TASK DIRECTIONS:
Print out the entries exactly, and include each one.

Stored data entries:
PR #5795, opened 2021-04-16
Replace getattr(...) is not None with hasattr(...)

takos22:
Replace `getattr(body, 'tell', None) is not None` with `hasattr(body, 'tell')`


nateprewitt:
Hi @takos22,

This syntax is intentional. You can read the reasoning [here](https://hynek.me/articles/hasattr/).

takos22:
Ok my bad, didn't know about that issue with ``hasattr``. Thanks for the info and for the fast response.

PR #5800, opened 2021-04-25
Custom HTTP adapters via Session constructor

rupertcw:
I often find myself having to do the following when using `Session` with custom retrying logic:
```
retry = Retry(3, backoff_factor=1.)
http_adapter = requests.adapters.HTTPAdapter(pool_connections=4, max_retries=retry)
session = requests.Session()
session.mount('https://', http_adapter)
session.mount('http://', http_adapter)
```

Having to mount the adapter myself for such a simple use-case seems superfluous, error-prone and not very user-friendly so I'm suggesting we open up the Session constructor a little bit:

```
retry = Retry(3, backoff_factor=1.)
http_adapter = requests.adapters.HTTPAdapter(pool_connections=4, max_retries=retry)
session = requests.Session(http_adapter=http_adapter)
```

### DIFF
--- a/requests/sessions.py
+++ b/requests/sessions.py
@@ -359,7 +359,7 @@ class Session(SessionRedirectMixin):
         'max_redirects',
     ]
 
-    def __init__(self):
+    def __init__(self, http_adapter=None):
 
         #: A case-insensitive dictionary of headers to be sent on each
         #: :class:`Request <Request>` sent from this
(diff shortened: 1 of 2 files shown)


sigmavirus24:
This project is under a feature-freeze which means we're not accepting any changes to the API at this time.

Thanks for submitting this but we will not be accepting it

RESPONSE TO THIS EXERCISE:
PR #5795, opened 2021-04-16
Replace getattr(...) is not None with hasattr(...)

takos22:
Replace `getattr(body, 'tell', None) is not None` with `hasattr(body, 'tell')`


nateprewitt:
Hi @takos22,

This syntax is intentional. You can read the reasoning [here](https://hynek.me/articles/hasattr/).

takos22:
Ok my bad, didn't know about that issue with ``hasattr``. Thanks for the info and for the fast response.

PR #5800, opened 2021-04-25
Custom HTTP adapters via Session constructor

rupertcw:
I often find myself having to do the following when using `Session` with custom retrying logic:
```
retry = Retry(3, backoff_factor=1.)
http_adapter = requests.adapters.HTTPAdapter(pool_connections=4, max_retries=retry)
session = requests.Session()
session.mount('https://', http_adapter)
session.mount('http://', http_adapter)
```

Having to mount the adapter myself for such a simple use-case seems superfluous, error-prone and not very user-friendly so I'm suggesting we open up the Session constructor a little bit:

```
retry = Retry(3, backoff_factor=1.)
http_adapter = requests.adapters.HTTPAdapter(pool_connections=4, max_retries=retry)
session = requests.Session(http_adapter=http_adapter)
```

### DIFF
--- a/requests/sessions.py
+++ b/requests/sessions.py
@@ -359,7 +359,7 @@ class Session(SessionRedirectMixin):
         'max_redirects',
     ]
 
-    def __init__(self):
+    def __init__(self, http_adapter=None):
 
         #: A case-insensitive dictionary of headers to be sent on each
         #: :class:`Request <Request>` sent from this
(diff shortened: 1 of 2 files shown)


sigmavirus24:
This project is under a feature-freeze which means we're not accepting any changes to the API at this time.

Thanks for submitting this but we will not be accepting it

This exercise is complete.